WHAT THIS TASK INVOLVES:
Your task is to transcribe the entries below exactly, beginning with the line containing "PR #5405, opened 2026-09-17" and ending with the final line, and to add nothing else.

DATA EXTRACTS:
· · ·

PR #5399, opened 2026-09-15
fix(request): isolate failed formData cache so other body methods can succeed

### LINKED ISSUE #5383: A failed c.req.formData() makes all other body methods throw

tahiraltundag:
Fixes #5383

**Problem:** `c.req.formData()` stored its rejected promise in `bodyCache` unconditionally (`bodyCache[key] = raw[key]()`). The fallback that reuses any cached body (`for (...in bodyCache) return bodyCache[anyCachedKey].then(... Response[ key]())`) then handed the same rejection to every other body method. A `try { await formData } catch { await json }` fallback was impossible and the request ended 500.

Raw `Request` body is also marked `bodyUsed` after the first read, so even deleting the rejected entry is not enough — `raw.json()` would still fail with `Body is unusable`.

**Fix:** 
- Do not keep a rejected entry: `delete bodyCache[key]` on rejection and make the fallback loop skip a rejected entry.
- Preserve raw bytes via a pre-read `raw.clone().arrayBuffer()` so a later representation can be rebuilt from `arrayBuffer` even after `bodyUsed` becomes true (clone is taken before the first read).

Verified with reproduction (JSON body, `Content-Type: application/json`):
```ts
await c.req.formData() // throws as expected
await c.req.json() // now returns {event:'push'} instead of throwing
// app returns 200 instead of 500
```
Existing `src/request.test.ts` baseline unchanged (46 pass, 4 pre-existing fails due to bun fetch differences).


yusukebe:
I will handle the issue. Closing.

PR #5405, opened 2026-09-17
Fix multiline CSS handling in style replacement

uniho:
## Summary

Fix an issue where `Style` fails to append generated CSS when the existing `<style>` element contains a newline.

## Reproduction

The following works as expected:

```tsx
<Style>{css`/* comment（コメントが１行ならOK！） */`}</Style>
```

However, adding a newline inside the comment causes the generated CSS not to be appended:

```tsx
<Style>{css`
/* comment
コメントが複数行に渡る場合、おそらく改行が残るためNG?
another line */
`}</Style>
```

This also occurs with multiline comments in otherwise valid CSS.

## Cause

The style replacement regex currently uses `.*?`:

```ts
const replaceStyleRe = new RegExp(
  `(<style id="${id}"(?: nonce="[^"]*")?>.*?)(</style>)`
)
```

In JavaScript regular expressions, `.` does not match line terminators by default. Therefore, the expression cannot match the complete `<style>` element when its contents contain a newline.

## Fix

Use `[\s\S]*?` instead of `.*?` so that multiline style contents are matched:

```diff
- const replaceStyleRe = new RegExp(`(<style id="${id}"(?: nonce="[^"]*")?>.*?)(</style>)`)
+ const replaceStyleRe = new RegExp(`(<style id="${id}"(?: nonce="[^"]*")?>[\\s\\S]*?)(</style>)`)
```

This allows the existing style contents to be matched regardless of line breaks.


uniho:
By tracing this back, it also looks like there may be an issue with the comment removal in `minifyCssRe` in `common.ts`, where comments containing newlines are not always handled correctly.

This seems to be a separate issue from this PR, but it may be worth looking into as well.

· · ·

RESPONSE AREA:
PR #5405, opened 2026-09-17
Fix multiline CSS handling in style replacement

uniho:
## Summary

Fix an issue where `Style` fails to append generated CSS when the existing `<style>` element contains a newline.

## Reproduction

The following works as expected:

```tsx
<Style>{css`/* comment（コメントが１行ならOK！） */`}</Style>
```

However, adding a newline inside the comment causes the generated CSS not to be appended:

```tsx
<Style>{css`
/* comment
コメントが複数行に渡る場合、おそらく改行が残るためNG?
another line */
`}</Style>
```

This also occurs with multiline comments in otherwise valid CSS.

## Cause

The style replacement regex currently uses `.*?`:

```ts
const replaceStyleRe = new RegExp(
  `(<style id="${id}"(?: nonce="[^"]*")?>.*?)(</style>)`
)
```

In JavaScript regular expressions, `.` does not match line terminators by default. Therefore, the expression cannot match the complete `<style>` element when its contents contain a newline.

## Fix

Use `[\s\S]*?` instead of `.*?` so that multiline style contents are matched:

```diff
- const replaceStyleRe = new RegExp(`(<style id="${id}"(?: nonce="[^"]*")?>.*?)(</style>)`)
+ const replaceStyleRe = new RegExp(`(<style id="${id}"(?: nonce="[^"]*")?>[\\s\\S]*?)(</style>)`)
```

This allows the existing style contents to be matched regardless of line breaks.


uniho:
By tracing this back, it also looks like there may be an issue with the comment removal in `minifyCssRe` in `common.ts`, where comments containing newlines are not always handled correctly.

This seems to be a separate issue from this PR, but it may be worth looking into as well.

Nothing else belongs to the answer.